Chile moves to formalize critical minerals strategy
Chilean lawmakers have introduced a bill to establish a legal framework governing critical minerals, aiming to secure supply chains and address a regulatory gap without altering existing mining laws.
A cross-party group of senators, including Paulina Núñez, José Miguel Calisto, Iván Flores, Gastón Saavedra and Iván Moreira, tabled the proposal, now in its initial constitutional stage and under review by the Senate’s Mining and Energy Committee.
The initiative would create a special legal regime covering the full value chain of critical minerals, adding standards for management, information, traceability and operational continuity as their strategic importance grows in the global economy.
“This new scenario” has shifted how such resources are valued, the senators wrote, arguing that continuous access to certain minerals now underpins industrial resilience, supply security and national technological capacity. The proposal highlights a broader paradigm shift in which minerals are no longer seen solely as extractive inputs but as essential to sustaining complex production chains, innovation and industrialization.

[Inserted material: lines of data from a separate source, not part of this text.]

PR #45, opened 2026-01-31
Add support for detecting BSD systems in NativeLibraries

daniel-raffler:
Hello,

this PR makes sure that the system load is tried if `NativeLibraries.loadLibrary()` fails because it can't recognize the operating system or the architecture of the system. Falling back to the system loader is the default behavior for `NativeLibraries.loadLibrary()`. However, the fallback will currently not work on unsupported systems, such as FreeBSD, as an exception is thrown instead

See https://github.com/sosy-lab/java-smt/issues/592 for the JavaSMT issue

### DIFF
--- a/src/org/sosy_lab/common/NativeLibraries.java
+++ b/src/org/sosy_lab/common/NativeLibraries.java
@@ -213,7 +213,7 @@ public final class NativeLibraries {
    * NativeLibraries}.
    *
    * @param libraryName A library name as for {@link System#loadLibrary(String)}.
-   * @return Found path or {@code Optional.absent()}
+   * @return Found path or {@link Optional#empty()}
    */
   @Deprecated // will become private
   public static Optional<Path> findPathForLibrary(String libraryName) {
--- a/src/org/sosy_lab/common/NativeLibraries.java
+++ b/src/org/sosy_lab/common/NativeLibraries.java
@@ -35,7 +35,7 @@ import org.checkerframework.checker.nullness.qual.Nullable;
  *       <p>Possible values for {@literal <arch>} include:
  *       <ul>
  *         <li>arm64
- *         <li>x86-64
+ *         <li>x86_64
  *         <li>x86
  *       </ul>
  *       <p>Possible values for {@literal <os>} include:
--- a/src/org/sosy_lab/common/NativeLibraries.java
+++ b/src/org/sosy_lab/common/NativeLibraries.java
@@ -219,13 +219,7 @@ public final class NativeLibraries {
   public static void loadLibrary(String name) {
     Optional<Path> path = findPathForLibrary(name);
     if (path.isPresent()) {
-      try {
-        System.load(path.orElseThrow().toAbsolutePath().toString());
-      } catch (UnsatisfiedLinkError e) {
-        // Revert to the system loader if we could not load the library that was found
-        System.loadLibrary(name);
-      }
-
+      System.load(path.orElseThrow().toAbsolutePath().toString());
     } else {
       System.loadLibrary(name);
     }
--- a/src/org/sosy_lab/common/NativeLibraries.java
+++ b/src/org/sosy_lab/common/NativeLibraries.java
@@ -29,8 +29,8 @@ import org.checkerframework.checker.nullness.qual.Nullable;
  *
  * <ul>
  *   <li>the "native library path" as returned by {@link #getNativeLibraryPath()}, which is the
- *       directory {@literal ../native/<arch>-<os>/} relative to the JAR file of this library,
- *       where {@literal <arch>} stands for your processor architecture and {@literal <os>} for the
+ *       directory {@literal ../native/<arch>-<os>/} relative to the JAR file of this library, where
+ *       {@literal <arch>} stands for your processor architecture and {@literal <os>} for the
  *       operating system.
  *       <p>Possible values for {@literal <arch>} include:
  *       <ul>
--- a/src/org/sosy_lab/common/NativeLibraries.java
+++ b/src/org/sosy_lab/common/NativeLibraries.java
@@ -217,15 +217,26 @@ public final class NativeLibraries {
    */
   @Deprecated // will become private
   public static Optional<Path> findPathForLibrary(String libraryName) {
+    @Var Path p;
+    try {
+      // Try to get the native library path
+      p = getNativeLibraryPath();
+    } catch (UnsatisfiedLinkError e) {
+      // Return Optional.empty if operating system or architecture are unknown to us
+      return Optional.empty();
+    }
     String osLibName = System.mapLibraryName(libraryName);
-    @Var Path p = getNativeLibraryPath().resolve(osLibName).toAbsolutePath();
+    // Look for the library in the native library path
+    p = p.resolve(osLibName).toAbsolutePath();
     if (Files.exists(p)) {
       return Optional.of(p);
     }
+    // Look for the library next to the *.jar file
     p = Classes.getCodeLocation(NativeLibraries.class).resolveSibling(osLibName).toAbsolutePath();
     if (Files.exists(p)) {
       return Optional.of(p);
     }
+    // If nothing was found, return Optional.empty
     return Optional.empty();
   }
 }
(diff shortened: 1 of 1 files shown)


PhilippWendler:
What is the motivation for this?

If we encounter a system that is currently unsupported, why not add support for it instead? With the fallback we would never notice.

daniel-raffler:
Hello Philipp,

they're using NetBSD, and we're unlikely to add support anytime soon as we have no way of compiling binaries for BSD. It would still be possible to extends `OS` and simply return a "native libary path" that points to an empty folder when using NetBSD. However, `findPathForLibrary` will then start looking in the folder for `common.jar` next. Only after this also fails will the system loader be tried

The issue with this is, that BSD and Linux both use `*.so` files for libraries. Because of that `findPathForLibrary` may return "successfully" on NetBSD after finding a Linux library. Loading the library should still fail, but the system loader is then never tried because we did find a valid path to the library initially

We could probably fix this by catching the exception in `loadLibrary()` and trying again with the system loader. Does this make more sense to you?

src/org/sosy_lab/common/NativeLibraries.java
```diff
@@ -28,18 +28,26 @@
...
  *   <li>the "native library path" as returned by {@link #getNativeLibraryPath()}, which is the
- *       directory {@literal ../native/<arch>-<os>/} relative to the JAR file of this library, with
- *       {@literal <arch>-<os>} being one of the following values depending on your system:
+ *       directory {@literal ../native/<arch>-<os>/} relative to the JAR file of this library,
+ *       where {@literal <arch>} stands for your processor architecture and {@literal <os>} for the
+ *       operating system.
+ *       <p>Possible values for {@literal <arch>} include:
+ *       <ul>
+ *         <li>arm64
+ *         <li>x86-64
```
kfriedberger: This might use an underscore.

src/org/sosy_lab/common/NativeLibraries.java
```diff
@@ -202,7 +219,13 @@ public static Path getNativeLibraryPath() {
   public static void loadLibrary(String name) {
     Optional<Path> path = findPathForLibrary(name);
     if (path.isPresent()) {
-      System.load(path.orElseThrow().toAbsolutePath().toString());
+      try {
+        System.load(path.orElseThrow().toAbsolutePath().toString());
+      } catch (UnsatisfiedLinkError e) {
+        // Revert to the system loader if we could not load the library that was found
+        System.loadLibrary(name);
```
kfriedberger: While I fully understand the wish and intention for this fallback, I see this as a critical change and would like to avoid it, because it makes it harder to detect broken dependencies or mis-configured or mis-compiled ones. If the path is present and can not be loaded, just inform the user and do not hide the issue.

src/org/sosy_lab/common/NativeLibraries.java
```diff
@@ -84,6 +95,12 @@ public static OS guessOperatingSystem() {
         currentOS = WINDOWS;
       } else if (prop.startsWith("macosx")) {
         currentOS = MACOSX;
+      } else if (prop.startsWith("freebsd")) {
+        currentOS = FREEBSD;
+      } else if (prop.startsWith("netbsd")) {
+        currentOS = NETBSD;
+      } else if (prop.startsWith("openbsd")) {
+        currentOS = OPENBSD;
```
kfriedberger, line 103: Do we have tests for that? Or some real-world one-man tester that can evaluate that it work as intended.

I like that improvement.

src/org/sosy_lab/common/NativeLibraries.java
daniel-raffler: Nice catch, thanks!

src/org/sosy_lab/common/NativeLibraries.java
daniel-raffler: I tried it on NetBSD in a VM and the system seems to be recognized

It's surprisingly difficult to find any official documentation for the OS names. However, there is an apache package [SystemUtils](https://commons.apache.org/proper/commons-lang/apidocs/org/apache/commons/lang3/SystemUtils.html) that has methods like `IS_OS_NET_BSD`. [Internally](https://github.com/apache/commons-lang/blob/4eb7bdfb8b6f54219342fbaf8a36f6af94e3e481/src/main/java/org/apache/commons/lang3/SystemUtils.java#L1674) it's using the same String constants for the comparison

src/org/sosy_lab/common/NativeLibraries.java
daniel-raffler: Hmm.. I can see your point

I've now removed the fallback, and instead added a check in `findPathForLibrary` to make sure that the path of the *.jar is only tried on Linux, Windows or MacOS. On BSD the function will return immediately when no binary can be found on the "native library path". This still means changing the API slightly, but I hope it's less of a problems as the affected systems (= BSD) didn't used to work at all

PhilippWendler:
> they're using NetBSD, and we're unlikely to add support anytime soon as we have no way of compiling binaries for BSD.

Caution: You need to take a step back and change your point of view. Instead of "we" in this sentence you need to say "JavaSMT". But this project here is not JavaSMT.

From the point of this project here it does not make sense to treat some OS specially. While we do add smaller OS only on an on-demand basis to `NativeLibraries.OS`, all added OS should have the same behavior and features. After all, we do not know which projects want to use `NativeLibraries` and on which OS their users are.

And this is also relevant for JavaSMT: Even if you do not provide *BSD binaries, you certainly want to have your users be able to compile the binaries and use them, for which you need `NativeLibraries` to behave like on other OS, right?

Or put differently: If you want to continue with this PR, you need to provide a clear argument why we should handle Linux/Windows/MacOS differently than *BSD in `NativeLibraries`.

IMO the process needs to be the following: In the first place, we add *BSD cases to `NativeLibraries.OS` and the respective detection logic. There is no question about this and such changes can be merged directly for any OS.

Then, if there are problems in practice with how native-library loading works in some scenarios, we need to discuss these scenarios on by one, understand the actual problem in them and identify solutions. For this an issue might be useful that clearly describes the problem.

To me the process of this so far seems backwards.

> The issue with this is, that BSD and Linux both use `*.so` files for libraries. Because of that `findPathForLibrary` may return "successfully" on NetBSD after finding a Linux library. Loading the library should still fail, but the system loader is then never tried because we did find a valid path to the library initially

Why should there be a Linux library on a NetBSD system?

> We could probably fix this by catching the exception in `loadLibrary()` and trying again with the system loader. Does this make more sense to you?

I agree with @kfriedberger in https://github.com/sosy-lab/java-common-lib/pull/45#discussion_r2760147767 on the topic of fallbacks.

daniel-raffler:
Hello Philipp,

I reverted the changes in `findPathForLibrary` so behavior should now be consistent across all platforms

> Why should there be a Linux library on a NetBSD system?

Because they're pulled by Ivy. In `CPAchecker`, for example, `common.jar` can be found under `cpachecker/lib/java/runtime`, and the same folder will also contain `libmathsat5j.so`, `libz3java.so`, and all other solver binaries. It is these Linux binary that will be found by the loader on *BSD

It's possible to work around this by using the [multiarch](https://github.com/sosy-lab/java-smt/blob/master/doc/Getting-started.md#architecture-specification-and-operating-system) configuration for JavaSMT. However, in that case the binaries will simply be moved to `cpachecker/lib/java/runtime/x64`, meaning the "same folder as the *.jar file" just doesn't apply any more

Loading the library from the directory of the `*.jar` file in my opinion only made sense as long as all platforms use a different file ending for libraries. Otherwise, there will be collisions, and it's just not possible to have all platforms in the same folder

> IMO the process needs to be the following: In the first place, we add *BSD cases to `NativeLibraries.OS` and the respective detection logic. There is no question about this and such changes can be merged directly for any OS.
> 
> Then, if there are problems in practice with how native-library loading works in some scenarios, we need to discuss these scenarios on by one, understand the actual problem in them and identify solutions. For this an issue might be useful that clearly describes the problem.

I'm fine with just merging the current changes. It worked for me on NetBSD when I tried it with Z3, and we can open another issue if there are still problems

PhilippWendler:
Then I would do a squash-merge of this MR (because it contains lots of changes that are irrelevant to the final state) once @kfriedberger agrees.

kfriedberger (approved):
_basst scho_ ... good for me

The draft legislation defines critical minerals as those essential to strategic sectors, exposed to significant supply disruption risks and lacking viable substitutes in the short or medium term. It includes lithium, cobalt, nickel and graphite used in batteries; copper for electrification; rare earth elements for electric vehicles and wind turbines; and materials such as molybdenum, rhenium, antimony and selenium, along with silicon, tellurium and indium for solar technologies.
Proponents say the framework is needed to reflect a shift beyond mining toward processing capacity, external dependency and resilience to market disruptions, noting Chile’s current regulations were designed for a largely extractive model.
By introducing targeted oversight without changing the broader mining regime, the bill aims to strengthen traceability and supply security while positioning Chile to compete in a global landscape where control of critical minerals carries growing technological and geopolitical weight.